Pay-per-view (PPV) is a type of pay television or webcast service that enables a viewer to pay to watch individual events via private telecast.

Events can be purchased through a multichannel television platform using their electronic program guide, an automated telephone system, or through a live customer service representative. There has been an increasing number of pay-per-views distributed via streaming video online, either alongside or in lieu of carriage through television providers. In 2012, the popular video sharing platform YouTube began to allow partners to host live PPV events on the platform.
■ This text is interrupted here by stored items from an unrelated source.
PR #45, opened 2025-02-20
add a promql tool

peterj:


python/src/kagent/tools/prometheus/_promql.py
```diff
@@ -0,0 +1,211 @@
...
+        )
+
+    async def run(self, args: PromQLToolInput, cancellation_token: CancellationToken) -> BaseModel:
+        query_description = args.query_description
+
+        try:
+            if cancellation_token.is_cancelled():
+                raise Exception("Operation cancelled")
+
+            result = await self._model_client.create(
```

Events distributed through PPV typically include boxing, mixed martial arts, professional wrestling, and concerts. In the past, PPV was often used to distribute telecasts of feature films, as well as adult content such as pornographic films, but the growth of digital cable and streaming media caused these uses to be subsumed by video on demand systems (which allow viewers to purchase and view pre-recorded content at any time) instead, leaving PPV to focus primarily on live event programs and combat sports.

History
The earliest form of pay-per-view was closed-circuit television, also known as theatre television, where professional boxing telecasts were broadcast live to a select number of venues, mostly theaters, where viewers paid for tickets to watch the fight live. The first fight with a closed-circuit telecast was Joe Louis vs. Jersey Joe Walcott in 1948. Closed-circuit telecasts peaked in popularity with Muhammad Ali in the 1960s and 1970s, with "The Rumble in the Jungle" fight drawing 50million buys worldwide in 1974, and the "Thrilla in Manila" drawing 100million buys worldwide in 1975. Closed-circuit television was gradually replaced by pay-per-view home television in the 1980s and 1990s.

United States
The Zenith Phonevision system became the first home pay-per-view system to be tested in the United States. Developed in 1951, it used telephone lines to take and receive orders, as well as to descramble a television broadcast signal. The field tests conducted for Phonevision lasted for 90 days and were tested in Chicago, Illinois. The system used IBM punch cards to descramble a signal broadcast during the broadcast station's "off-time". Both systems showed promise, but the Federal Communications Commission denied them the permits to operate.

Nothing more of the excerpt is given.